In Singapore alone, there could be up to five super penthouses that are currently for sale, reflecting the growing appreciation of such assets and developers’ awareness of demand from buyers. Of these, the Wallich Residence super penthouse by GuocoLand in the Tanjong Pagar area is the largest, as well as the highest, of them all. The five-bedroom, 1,961-sq m ‘villa in the sky’ spans three storeys and has a dedicated private lift and lift lobby. The super penthouse sits on top of Guoco Tower and Wallich Residence and is the highest residence in Singapore at 290m, higher than other international properties, affording unobstructed views of Marina Bay and even Sentosa.

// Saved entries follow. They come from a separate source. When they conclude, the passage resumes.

PR #3639, opened 2025-03-22
Backend + Improvement: Add twilight and shuriken to damage indicator

SuperCl4sh:
## What
Add twilight arrow poison and shuriken to damage indicator. Also fix Mob class not updating health of mobs when hurt sometimes.

<details>
<summary>Images</summary>

image
image

</details>

## Changelog Improvements
+ Added Twilight Arrow Poison and Extremely Real Shuriken name and icon indicators to Damage Indicator. - SuperClash

+ Fixed Mob class not updating mob health properly when hurt. - Thunderblade73
    * Fixed ArmorStand being retained by the Internal Mob Structure; now updated when ArmorStand respawns.


hannibal002 (changes requested):
I would not recognize those icons if I see them in a game and would therefore ask what they are. Maybe write them down per default and then have a compact option to show it as is.
also, please update the changelog to make clear that we now include an icon in the damage indicator when the mob has this status effect (Maye with cooldown? I don't know how this effect works), instead of just stating "adding x to y", what is not precise.

SuperCl4sh:
This is what the no compact mode looks like (now the default option):
image

DavidArthurCole (approved):

src/main/java/at/hannibal2/skyhanni/config/features/combat/damageindicator/DamageIndicatorConfig.kt
```diff
@@ -106,6 +106,25 @@ class DamageIndicatorConfig {
...
+    var twilightIndicator: Boolean = true
+
+    @Expose
+    @ConfigOption(
+        name = "Compact Names",
+        desc = "Use the icons of Extremely Real Shuriken and twilight arrow poison " +
+            "instead of their names for the indicator."
+    )
+    @ConfigEditorBoolean
+    var compactName: Boolean = false
```
hannibal002: this config variable needs a more descriptive name.

src/main/java/at/hannibal2/skyhanni/features/combat/damageindicator/DamageIndicatorManager.kt
```diff
@@ -226,8 +226,30 @@ object DamageIndicatorManager {
             }
             event.drawDynamicText(location, bossName, sizeBossName, -9f, smallestDistanceVew = smallestDistanceVew)
 
+            val icons: MutableList<String> = mutableListOf()
+            if (config.shurikenIndicator && entity.getNameTagWith(3, "§b✯") != null) {
```
hannibal002: any way you can use mob detection instead of those deprecated functions? if you dont find a way, at least cache it so that the getNameTagWith function doesnt get called each frame

src/main/java/at/hannibal2/skyhanni/config/features/combat/damageindicator/DamageIndicatorConfig.kt
```diff
@@ -106,6 +106,25 @@ class DamageIndicatorConfig {
...
+    var shurikenIndicator: Boolean = true
+
+    @Expose
+    @ConfigOption(name = "Twilight Indicator", desc = "Indicate if twilight arrow poison has been used.")
+    @ConfigEditorBoolean
+    var twilightIndicator: Boolean = true
+
+    @Expose
+    @ConfigOption(
+        name = "Compact Names",
```
hannibal002: maybe change the name here, e.g. to status effect info or something?

src/main/java/at/hannibal2/skyhanni/config/features/combat/damageindicator/DamageIndicatorConfig.kt
```diff
@@ -106,6 +106,25 @@ class DamageIndicatorConfig {
...
+        desc = "Use the icons of Extremely Real Shuriken and twilight arrow poison " +
```
hannibal002: twiling arrow poison misses upper case

hannibal002 (changes requested):

src/main/java/at/hannibal2/skyhanni/features/combat/damageindicator/DamageIndicatorManager.kt
SuperCl4sh: I decided to not use mob detection to comply with the existing format. I'm not sure if I can use mob detection without porting the entire function to mob detection which would be a semi-large backend job. I can't just solely port the shuriken and twilight to mob detection because the text drawing for the shuriken and twilight need to be positioned properly relative to the rest of the text to ensure no overlap, which would require knowing exactly where the other text was drawn.

One issue with nametag caching is that the twilight effect only lasts for 20 seconds, so if the player finds an already twilight debuffed mob, they don't know how long it's active for. I could just cache it for 5 seconds, but I'm not sure if this is the ideal approach since it'll wrongly display mobs as being inflicted with the twilight poison for up to 5 seconds occasionally.

hannibal002:
please rerequest a review when you are done with your changes
image

hannibal002 (approved):
image

PR #3641, opened 2025-03-23
Backend: Remove infix functions in RenderUtils

CalMWolfs:
## What
We dont really use them anywhere else and they dont provide any advantage over a regular extension function. Plus makes it easier for me to make it work on 1.21 if i dont have to worry about it

+ Removed infix functions from RenderUtils. - CalMWolfs


lunaynx:
Agreed, always found these a bit strange. Infix functions would make sense if you are implementing a mathematical operator that works on two numbers, but not really for this.

PR #3650, opened 2025-03-24
Fix: Crop Icon Lag

DavidArthurCole:
## What
https://discord.com/channels/997079228510117908/1094190239532208228/1353828580387459262
8 second operation per tick seems unoptimal

## Changelog Fixes
+ Fixed performance issues with Garden GUIs. - Daveed


hannibal002:
cant we just remove the copy call entirely and make sure that the enum has a copy of the orignal item instead? then we dont need the cache

hannibal002:
highlight doesnt allow that

hannibal002 (approved):

PR #3651, opened 2025-03-25
Backend: Cleanup RenderUtils

CalMWolfs:
## What
Cleaned up `RenderUtils`
- Removed functions that have been in RenderUtils but have been unused for 1-3 years
- Made all rendering functions have to be called off a `SkyHanniRenderWorldEvent`, this ensures they are called at a correct time and will assist in making rendering work on modern versions. If these functions took in `partialTicks `before now they can access that directly from the event
- There were a few duplicate functions so i removed duplicate implementations of each of these

+ Cleaned up RenderUtils. - CalMWolfs
    * Removed unused functions.
    * Rendering functions must now be called from a SkyHanniRenderWorldEvent.
    * Removed duplicate functions.


DavidArthurCole (approved):

hannibal002 (changes requested):
there is something wrong with the mirrior verse lava parkour.
note that this is a funciton that was using a nea function before this pr.
image

CalMWolfs:
> there is something wrong with the mirrior verse lava parkour. note that this is a funciton that was using a nea function before this pr. image

Fixed
image

hannibal002 (changes requested):
THe graph editor no longer renders nodes
image

hannibal002:
The navigation pathfinding no longer renders the goal as block
image

src/main/java/at/hannibal2/skyhanni/utils/RenderUtils.kt
```diff
@@ -182,23 +179,6 @@ object RenderUtils {
...
-            val read = generateSequence(0) { it + 1 }.take(16).map { matrixBuffer.get() }.toList()
-
-            val xTranslate = read[12].toInt()
-            val yTranslate = read[13].toInt()
-            val zTranslate = read[14].toInt()
-
-            matrixBuffer.flip()
-
-            Triple(xTranslate, yTranslate, zTranslate)
-        }
```
Thunderblade73, line 200: That's debug I use now and then. So maybe not delete it (but you can simply make it empty for newer minecraft versions.)

src/main/java/at/hannibal2/skyhanni/utils/RenderUtils.kt
```diff
@@ -1673,8 +1429,7 @@ object RenderUtils {
         this.draw3DLine(cornerFour, cornerOne, color, lineWidth, depth)
     }
 
-    // TODO nea please merge with 'draw3DLine'
-    fun SkyHanniRenderWorldEvent.draw3DLineNea(
+    fun SkyHanniRenderWorldEvent.draw3DLine(
```
Thunderblade73, line 1454: At least add a comment to use the linedrawer when rendering multiple lines (as this function should be only used when one or two lines are drawn)

Thunderblade73 (changes requested):

src/main/java/at/hannibal2/skyhanni/utils/RenderUtils.kt
hannibal002: we should do the same thing here we did with the "draw line from player eye to location" logic

Thunderblade73: @hannibal002 
What did you mean by that. They change there is the same as here where the LineDrawer was just removed (which btw. was the newer version, that's why I want to readded it later on when I have time with #3398)

hannibal002: i want the function draw 3d line to only be called from within line drawer. if that makes sense.

Thunderblade73: But the change you describe where literally the opposite xD. Also the opposite change that happens here, as the draw3DLine has used the LineDrawer but this removes that.

hannibal002: we talk about lines, but we talk in cirlces

CalMWolfs:
> THe graph editor no longer renders nodes image

Seems all is fixed now
image

hannibal002 (approved):
I dont find any more bugs so i have no more reasons to delay this pr. sad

Over at Reflections At Keppel Bay, developed by Keppel Land and designed by starchitect Daniel Libeskind, the waterfront residences feature a 1,236 sq m super penthouse on the stunning crown of the 41-storey iconic tower. Besides offering panoramic views of Keppel Bay, Sentosa and the open sea, the unit is so spacious that the owner can pursue personalised lifestyle options, such as creating a private spa, gymnasium or art gallery.

On Beach Road, the developer of Concourse Skyline, Hong Fok Corporation, collaborated with Robb Report Singapore to transform one of its two super penthouses into a magnificent home with a carefully curated selection of state-of-the-art furniture and products by more than 20 luxury brands.

The appeal of the super penthouse truly lies in the experience it offers, and in the fact that it is a space where the owner can live, eat, work, play and entertain.